═════ PROVIDED RECORDS

PR #541, opened 2025-06-20
chore: update dependabot config (npm & major releases)

pimlie:
To help with maintaining dependencies I'm suggesting to update the dependabot configuration as follows:

- Update dependabot config to also update (p)npm package
- For both cargo & npm, also update major releases but don't group those (i.e. let each major dependency update be it's own PR)
- Increase limit number of PR's to 3 in total (per manager, so currently 6 possible PR's in total)
- Prefix dependabot commits with `deps(cargo|npm)` to also use conventional commit message style

Regarding the change of pnpm version (to include it in package.json and remove it from the docs-build flow), afaik its required for dependabot to work correctly to have a packageManager entry in the package.json because otherwise it doesnt know which lock file format it should use (f.e. that changed from pnpm v8 to v9)

LMKWYT!

### DIFF
--- a/.github/workflows/docs-build.yml
+++ b/.github/workflows/docs-build.yml
@@ -29,8 +29,6 @@ jobs:
         uses: pypa/hatch@install
 
       - uses: pnpm/action-setup@v4
-        with:
-          version: latest
 
       - name: Setup Node.js
         uses: actions/setup-node@v4


linhr (approved):
This looks great. Thanks for having this!

PR #545, opened 2025-06-20
docs: support development without sphinx pages

pimlie:
Currently you cannot run the docs server for development if you have not generated the sphinx pages yet.

But as generating the sphinx pages for the python api is not a trivial task, let's improve DX around working on the docs and add:
- a placeholder page for the Python API which should only be shown when the `SPHINX_BUILD_OUTPUT` folder does not exist
- a Vite plugin that shows a nice warning (during development) or explicit error (in prod) when the sphinx build output folder does not exists

Screenshot of placeholder page:
image


linhr (commented):
I'm wondering if it's possible to have all the logic in `[page].paths.ts` and `[page].md`. I'm worried that having validation in `config.mts` may make things out of sync in case there are future changes to the Python docs generation logic.

Let me know if the following works:
* Add a field `placeholder: boolean` to `SphinxPageData`.
* In `loadSphinxPages()`, return a single index page with `placeholder` set to `true` if it is dev environment and the output directory is missing. In production, throw an error if the output directory is missing.
* In `[page].md`, assuming we have taken care of propagating `placeholder` to `$params`, we can use `v-if` to render the placeholder content. (In this way, you don't need the workaround to exclude the placeholder `index.md` in production.)

pimlie:
Hmm, sure that's possible but I'm not sure I agree about that being a better solution. Wdyt about the implementation I've added now:

- most/all logic is centralised in `theme/utils/sphinx` and `theme/utils/sphinx-plugins`
- Use a VitePress plugin to control all logic around loading sphinx pages with hooks where needed (for f.e. the sidebar)
  - Con is maybe a bit more code
  - Pro is better separation of concerns & less code duplication (no more multiple loadSphinxPages calls)
  - Pro is also that its more configurable now. If we'd ever decide to have multiple python libs we can easily add their api's with minor changes

- Use a cache file to store the found sphinx pages for use in `[page].data.ts`
  - Con of this approach is that we have to use the filesystem, unfortunately it is not possible to use a virtual vite module here yet because `[page].data.ts` is called during Vite(press) setup not during the build itself
  - Pro is that we are sure that sphinx files are only loaded once (as opposed to twice before)
  - It's safe because the `.vitepress/cache` folder is never committed, so it should not be possible for an old cache file to exist in prod. But even if it exists, it should always be overwritten anyway because the cache is written in the `withSphinxPages` vitepress plugin which is called before any build logic starts. So the build will fail if errors occur during overwriting
  - Also this is basically just a nom- virtual way of caching virtual files which vite(press) uses internally
- The approach of using a `v-if` is possible, but Im not sure if vite/rollup are smart enough to treeshake the placeholder page out in production builds. Hence why I prefer to keep the `srcExclude`
- I did realize there was a better way to include the placeholder page, it's now included as a parent page for the `python/` folder with it's default slot being the placeholder text. This means that if that page ever gets included in prod builds, the default slot content would get replaced by the actual page content

docs/reference/python.md
```diff
@@ -0,0 +1,35 @@
+<slot>
+
+<!-- Even if this page would be included in a production build, it would not show
+anything as the pages under pyton/* would fill this slot content -->
```
shehabgamin:
```suggestion
anything as the pages under python/* would fill this slot content -->
```

PR #548, opened 2025-06-22
docs: support development without Sphinx pages

linhr:
This is an alternative to #545.

The solution is based on [this comment](https://github.com/lakehq/sail/pull/545#pullrequestreview-2947533837), but @pimlie is correct that `v-if` does not treeshake well in the build, so I put the placeholder message in the data loader to prevent it from showing up in the production build.


linhr:
We’ll go with #545 so that we won’t lose track of the Sphinx data loading issue that @pimlie pointed out. With the foundation in that PR, we can keep iterating on it for other aspects of the setup in the future.

PR #550, opened 2025-06-23
chore: update docs-only workflow

linhr:
#546 introduced a nice feature to skip Python package build when the PR contains docs-only change. I just found that this results in build failure for existing open PRs since the "baseline" Python package in `main` is no longer available. I feel this error can be recovered by building Python package when the baseline is missing.

This PR also consolidates the build workflow and uses [dorny/paths-filter](https://github.com/dorny/paths-filter) for change list glob. This seems more flexible and easier to maintain than using the built-in `paths-ignore` condition.


.github/workflows/build-docs.yml
```diff
@@ -1,54 +0,0 @@
...
-
-      - uses: ./.github/actions/commit-baseline
-        id: baseline
-
-      - uses: ./.github/actions/commit-workflow
-        id: baseline-workflow
-        with:
-          sha: ${{ steps.baseline.outputs.sha }}
-          workflow_name: Build
-          artifact_name: python-package
```
linhr, line 41: This is moved to `build.yml`.

PR #564, opened 2025-06-27
chore: update Arrow to 55.2.0

linhr:
This PR updates Arrow to 55.2.0 which introduces the `arrow-pyarrow` crate.

With this update, we no longer need the `pyarrow` feature for DataFusion, and DataFusion will no longer be rebuilt when PyO3 detects Python environment changes. This reduces build time from > 1 minute to ~15 seconds on my laptop when switching Hatch environments.

See also: <https://github.com/apache/arrow-rs/issues/7668>


crates/sail-common-datafusion/src/display.rs
```diff
@@ -622,14 +622,45 @@ macro_rules! duration_display {
...
 duration_display!(
     DurationSecondType,
-    duration_s_to_duration,
+    duration_s_to_maybe_duration,
     DurationSecondFormatter,
 );
 duration_display!(
     DurationMillisecondType,
-    duration_ms_to_duration,
+    duration_ms_to_maybe_duration,
```
linhr, line 663: This is to accommodate the deprecation of `duration_s_to_duration` and `duration_ms_to_duration` methods.

linhr:
This should preferably be merged after the 0.3.0 release since we'd like to avoid last-minute changes.

PR #565, opened 2025-06-27
chore: tweak cluster timeout configs

shehabgamin:
Try to align configs with the closest matching Spark config.
https://spark.apache.org/docs/latest/configuration.html

### DIFF
--- a/crates/sail-common/src/config/application.yaml
+++ b/crates/sail-common/src/config/application.yaml
@@ -95,12 +95,12 @@
 
 - key: cluster.worker_max_idle_time_secs
   type: number
-  default: "120"
+  default: "60"
   description: The maximum idle time in seconds before a worker is removed.
 
 - key: cluster.worker_heartbeat_interval_secs
   type: number
-  default: "30"
+  default: "10"
   description: The interval in seconds for worker heartbeats.
   experimental: true
 
@@ -112,7 +112,7 @@
 
 - key: cluster.worker_launch_timeout_secs
   type: number
-  default: "300"
+  default: "120"
   description: The timeout in seconds for launching a worker.
 
 - key: cluster.worker_task_slots
@@ -128,7 +128,7 @@
 
 - key: cluster.task_launch_timeout_secs
   type: number
-  default: "300"
+  default: "120"
   description: The timeout in seconds for launching a task.
 
 - key: cluster.job_output_buffer
@@ -496,5 +496,5 @@
 
 - key: spark.session_timeout_secs
   type: number
-  default: "300"
+  default: "120"
   description: The Spark session timeout in seconds.


crates/sail-common/src/config/application.yaml
```diff
@@ -95,12 +95,12 @@
 
 - key: cluster.worker_max_idle_time_secs
   type: number
-  default: "120"
+  default: "60"
```
shehabgamin, line 98: Most closely aligns with?
```
key: spark.dynamicAllocation.executorIdleTimeout

default: 60s

If dynamic allocation is enabled and an executor has been idle for more than this duration,
the executor will be removed. For more detail, see this
[description](https://spark.apache.org/docs/latest/job-scheduling.html#resource-allocation-policy).
```

crates/sail-common/src/config/application.yaml
```diff
@@ -95,12 +95,12 @@
...
   description: The maximum idle time in seconds before a worker is removed.
 
 - key: cluster.worker_heartbeat_interval_secs
   type: number
-  default: "30"
+  default: "10"
```
shehabgamin, line 103: Most closely aligns with?
```
key: spark.executor.heartbeatInterval

default: 10s

Interval between each executor's heartbeats to the driver. Heartbeats let the driver know
that the executor is still alive and update it with metrics for in-progress tasks.
spark.executor.heartbeatInterval should be significantly less than spark.network.timeout 
```

crates/sail-common/src/config/application.yaml
```diff
@@ -112,7 +112,7 @@
 
 - key: cluster.worker_launch_timeout_secs
   type: number
-  default: "300"
+  default: "120"
```
shehabgamin, line 115: Most closely aligns with?
```
key: spark.network.timeout

default: 120s

Default timeout for all network interactions.
```

crates/sail-common/src/config/application.yaml
```diff
@@ -128,7 +128,7 @@
 
 - key: cluster.task_launch_timeout_secs
   type: number
-  default: "300"
+  default: "120"
```
shehabgamin, line 131: Most closely aligns with?
```
key: spark.network.timeout

default: 120s

Default timeout for all network interactions.
```

crates/sail-common/src/config/application.yaml
```diff
@@ -496,5 +496,5 @@
 
 - key: spark.session_timeout_secs
   type: number
-  default: "300"
+  default: "120"
```
shehabgamin, line 499: Most closely aligns with?
```
key: spark.network.timeout

default: 120s

Default timeout for all network interactions.
```

linhr: This is not related to network. This is related to how long the user can be idle for the session.

crates/sail-common/src/config/application.yaml
linhr: In cloud settings, there may be time needed to provision resources, and that's a separate factor from network.

linhr (approved):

══════════

Begin at the first line of the records above and quote every line verbatim through the one that contains "- Increase limit".

PR #541, opened 2025-06-20
chore: update dependabot config (npm & major releases)

pimlie:
To help with maintaining dependencies I'm suggesting to update the dependabot configuration as follows:

- Update dependabot config to also update (p)npm package
- For both cargo & npm, also update major releases but don't group those (i.e. let each major dependency update be it's own PR)
- Increase limit number of PR's to 3 in total (per manager, so currently 6 possible PR's in total)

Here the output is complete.